In early 2019, we prototyped two reservoir linearization operations (mass accumulation and mass flux) in CUDA; both showed very strong runtime speed-up of several hundred times, 1 P100-GPU (NVIDIA) vs 1 POWER8NVL CPU core rated at 2.8 GHz (IBM). Encouraged by this success, we moved into linear solver development and managed to move the entire linear solver module into GPU. Again, strong speed-up of ~50 times was achieved (1 GPU vs 1 CPU). The focus for 2019 has been on standard Black-Oil cases. Our implementation was tested with multiple "million-cell range" models (SPE10 and other real field cases). In early 2020, we managed to put SPE10 fully on GPU, and finished the entire 2000 day time-stepping in ~35 sec with a single P100 card. After that our effort has switched to compositional AIM (Adaptive Implicit Method), with focus on compositional flash and AIM implementation for reservoir linearization and linear solver, both show early promising results.

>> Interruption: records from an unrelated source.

PR #107722, opened 2023-05-22
Netfree.Anywhere_2 version 2.0.0

rocketinventor:

-----

 ###### Microsoft Reviewers: [Open in CodeFlow](https://portal.fabricbot.ms/api/codeflow?pullrequest=https://github.com/microsoft/winget-pkgs/pull/107722)

### DIFF
--- a/manifests/n/Netfree/Anywhere_2/2.0.0/Netfree.Anywhere_2.installer.yaml
+++ b/manifests/n/Netfree/Anywhere_2/2.0.0/Netfree.Anywhere_2.installer.yaml
@@ -1,0 +1,12 @@
+# Created using wingetcreate 1.2.5.0
+# yaml-language-server: $schema=https://aka.ms/winget-manifest.installer.1.4.0.schema.json
+
+PackageIdentifier: Netfree.Anywhere_2
+PackageVersion: 2.0.0
+Installers:
+- InstallerUrl: https://netfree.link/pc/windows/NetFreeAW2.exe
+  Architecture: x86
+  InstallerType: nullsoft
+  InstallerSha256: E381A9038BB23FE2BAFB2BC7AC1B9C1BA9B9FC8F5DDEC22EFE7BE6294BC80244
+ManifestType: installer
+ManifestVersion: 1.4.0
--- a/manifests/n/Netfree/Anywhere_2/2.0.0/Netfree.Anywhere_2.locale.he-IL.yaml
+++ b/manifests/n/Netfree/Anywhere_2/2.0.0/Netfree.Anywhere_2.locale.he-IL.yaml
@@ -1,0 +1,12 @@
+# Created using wingetcreate 1.2.5.0
+# yaml-language-server: $schema=https://aka.ms/winget-manifest.defaultLocale.1.4.0.schema.json
+
+PackageIdentifier: Netfree.Anywhere_2
+PackageVersion: 2.0.0
+PackageLocale: he-IL
+Publisher: Net Free
+PackageName: NetFree Anywhere
+License: All Rights Reserved
+ShortDescription: Install Netfree on your device, and be able to use it anywhere!
+ManifestType: defaultLocale
+ManifestVersion: 1.4.0
--- a/manifests/n/Netfree/Anywhere_2/2.0.0/Netfree.Anywhere_2.yaml
+++ b/manifests/n/Netfree/Anywhere_2/2.0.0/Netfree.Anywhere_2.yaml
@@ -1,0 +1,8 @@
+# Created using wingetcreate 1.2.5.0
+# yaml-language-server: $schema=https://aka.ms/winget-manifest.version.1.4.0.schema.json
+
+PackageIdentifier: Netfree.Anywhere_2
+PackageVersion: 2.0.0
+DefaultLocale: he-IL
+ManifestType: version
+ManifestVersion: 1.4.0


stephengillie:
image

rocketinventor:
@stephengillie Thank you for your quick review of this PR. In regards to the screenshot that you shared, once the "Install" button is pressed, the full process goes back to being completely automatic - nothing else needs to be done at all since the installer is also bundled.

Is there any way just to bypass this popup, or even to simulate pressing the "install" button?

Trenly:
> Is there any way just to bypass this popup, or even to simulate pressing the "install" button? 

If the publisher of Anywhere has a command line switch to not install the drivers then it would, but there isn't a way to simulate pressing the button. Currently all packages in winget must be able to install without user interaction until support for filtering by install type is implemented. I don't believe this is blocked by dependencies since drivers aren't able to be managed by winget at the moment, instead I would call this an "Interactive Only Installer"

stephengillie:
Unfortunately, this issue is common with packet capture and network tapping programs, as many rely on a special network driver to enable their functionality.

rocketinventor:
Hello all! After reviewing this issue, I don't think that it is accurate to call it a "user interaction" issue, _or_ a dependency issue. It is actually just an issue of certificates, and getting them to be trusted by the system: If you look closely at the pop-up, you can see that it says "Windows Security" on it. The popup is not actually from the installer - it is from Windows. This means that there should be a way to fix it.

It seems that the solution is just to add the cert to the trusted store before the installation step is run. I will include some more information because I think that it will be useful for others.

I found that it can be done from the command line: [`certutil -addstore "TrustedPublisher" cert_name.cer`](https://www.itninja.com/question/disabling-would-you-like-to-install-this-device-software#:~:text=certutil%20%2Daddstore%20%22TrustedPublisher%22%20cert_name.cer). I tested out this method and it seems to work. Attached below is the cert inside of **Windows Cert Manager** `certmgr.msc` after the software was installed. It is possible to get this same result from the command line. I tried it myself, and it seems to work.

2023-05-24 12_36_04-certlm -  Certificates - Local Computer_Trusted Publishers_Certificates


Running:
_certutil -addstore "TrustedPublisher" open_vpn_cert.cer_
Produces this output:
```
TrustedPublisher "Trusted Publishers"
Certificate "OpenVPN Technologies, Inc." added to store.
CertUtil: -addstore command completed successfully.
```

And does indeed add it to the certificate store.

---

I am still wholly unfamiliar with WinGet's distribution, etc, etc. My question for the community moderators (ie @Trenly), is on the implementation. Two questions: How do I bundle this certificate, and how do I make it run an operation with that file on the command line _before_ anything else is done? (Also, how do I mark that it has to be installed with "system" scope (ie admin)?

Thanks!

stephengillie:
> Hello all! After reviewing this issue, I don't think that it is accurate to call it a "user interaction" issue, _or_ a dependency issue. It is actually just an issue of certificates, and getting them to be trusted by the system: If you look closely at the pop-up, you can see that it says "Windows Security" on it. The popup is not actually from the installer - it is from Windows. This means that there should be a way to fix it.
> 
> It seems that the solution is just to add the cert to the trusted store before the installation step is run. I will include some more information because I think that it will be useful for others.
> 
> I found that it can be done from the command line: [`certutil -addstore "TrustedPublisher" cert_name.cer`](https://www.itninja.com/question/disabling-would-you-like-to-install-this-device-software#:~:text=certutil%20%2Daddstore%20%22TrustedPublisher%22%20cert_name.cer). I tested out this method and it seems to work. Attached below is the cert inside of **Windows Cert Manager** `certmgr.msc` after the software was installed. It is possible to get this same result from the command line. I tried it myself, and it seems to work.
> 
> 2023-05-24 12_36_04-certlm - Certificates - Local Computer_Trusted Publishers_Certificates
> Running: _certutil -addstore "TrustedPublisher" open_vpn_cert.cer_ Produces this output:
> 
> ```
> TrustedPublisher "Trusted Publishers"
> Certificate "OpenVPN Technologies, Inc." added to store.
> CertUtil: -addstore command completed successfully.
> ```
> 
> And does indeed add it to the certificate store.
> 
> I am still wholly unfamiliar with WinGet's distribution, etc, etc. My question for the community moderators (ie @Trenly), is on the implementation. Two questions: How do I bundle this certificate, and how do I make it run an operation with that file on the command line _before_ anything else is done? (Also, how do I mark that it has to be installed with "system" scope (ie admin)?
> 
> Thanks!

Hi @rocketinventor,

Wow, that's some good research. Thank you for putting together this solution. 

This certificate would bypass the security check on all software from "OpenVPN Technologies, Inc." in the future, even after this package were removed. Using this to allow the driver to install might create unexpected security issues that some users at publicly owned corporations might not be able to justify to their auditors, and also might be used in nefarious ways against individual users. Such as someone spoofing the publisher name through a vulnerability that might not yet exist. 

A preferrable path would be to specify the driver as a dependency, so its permissions can be handled independently and automatically. 
- This package, `TAP-Windows Provider V9 Network adapters` (thus) doesn't appear to be available through the WInGet package manager yet.
- Is this package available from OpenVPN for separate download? 
- If another adapter is preinstalled, will this package use that instead? We might already have another suitable adapter in the public manifests. 

Regarding the actual goal, the WinGet package manager doesn't currently have the functionality to add or remove certificates directly, nor to perform scripted operations or run PowerShell scripts (including PowerShell installers). An installer would need to be built around performing the certificate install - I'm not aware of installers for installing certificates, and only speculating that some might offer the functionality. That installer could then be submitted into the WinGet public manifests and be available for public use once approved. This might work better as a [feature request](https://github.com/microsoft/winget-pkgs/issues).

Let me know what you think. I'd be happy to help to move this forward in any direction.

PR #108340, opened 2023-05-29
It look like it confused with winget on x86 machine. Removing x64 fro…

BrandonWanHuanSheng:
…m 64Gram.64Gram..

Reason: It confused with winget on x86. 

Screenshot (7)

-----

 ###### Microsoft Reviewers: [Open in CodeFlow](https://portal.fabricbot.ms/api/codeflow?pullrequest=https://github.com/microsoft/winget-pkgs/pull/108340)


mdanish-kh (changes requested):
I think that's expected behavior as the publisher stopped making x86 releases. If you explicitly run `winget upgrade 64gram.64gram`, it will tell you that a new upgrade is available but your system requirements do not match the new installer. That gives user a hint as to what's blocking their update. I do agree `winget uprade --all` should give a little more output as to why an upgrade fails but that is not the scope of this PR. Removing this package like this will block x64 users from receiving the update when they should be receiving it.

BrandonWanHuanSheng:
But actually I am turning into New Package Identifier.. Otherwise, it will have another issue.. It look like x86 version instead of x64 version.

GPU-based reservoir simulation is a future trend for HPC. The development of a reservoir simulator is complex, multi-discipline and time-consuming work. Our paper demonstrates a clear strategy to add tremendous GPU acceleration into an existing CPU-based simulator. Our approach fully utilizes the strength of the existing CPU simulator and minimizes the GPU development effort. This paper is also the first publication targeting GPU acceleration for compositional AIM models.
几十年来,在几分钟内运行数百万个单元模拟问题一直是油藏工程师的梦想。今天,随着图形处理单元(GPU)的进步,我们有真正的机会让这个梦想成为现实。在这里,我们介绍了我们在逐步将完全开发的基于工业cpu的模拟器转变为功能齐全的基于gpu的模拟器的经验。我们还演示了通过使用GPU技术实现的显著加速。为了实现最佳性能,我们选择使用CUDA (NVIDIA GPU的原生语言),并尽可能多地将计算卸载到GPU上。我们的CUDA实现涵盖了所有油藏计算,包括属性计算,线性化,线性求解等。井和现场管理仍然驻留在CPU上,需要对其与基于gpu的储层的交互进行微小的更改。重要的是,非线性逻辑没有改变。GPU和CPU部分重叠,充分利用了GPU操作的异步特性。每个储层计算可以在CPU_only(已有)、GPU_only、CPU、GPU三种模式下运行。后者仅用于结果检查和调试。2019年初,我们在CUDA中原型化了两种油藏线性化操作(质量积累和质量通量);1个P100-GPU (NVIDIA) vs 1个2.8 GHz的POWER8NVL CPU核心(IBM),两者都显示出数百倍的强大运行时加速。受到这一成功的鼓舞,我们转向线性求解器开发,并设法将整个线性求解器模块转移到GPU中。同样,实现了约50倍的强大加速(1个GPU vs 1个CPU)。2019年的重点是标准的黑油案例。我们的实现用多个“百万单元范围”模型(SPE10和其他实际现场案例)进行了测试。在2020年初,我们成功地将SPE10完全放在GPU上,并在35秒内完成了整个2000天的时间步进。之后,我们的工作转向了组合AIM(自适应隐式方法),重点研究了组合flash和AIM在油藏线性化和线性求解中的实现,两者都显示出了早期有希望的结果。基于gpu的油藏模拟是高性能计算的未来发展趋势。油藏模拟器的开发是一项复杂、多学科、耗时的工作。我们的论文展示了一种清晰的策略,将巨大的GPU加速添加到现有的基于cpu的模拟器中。我们的方法充分利用了现有CPU模拟器的优势,并最大限度地减少了GPU的开发工作量。这篇论文也是第一篇针对合成AIM模型的GPU加速的论文。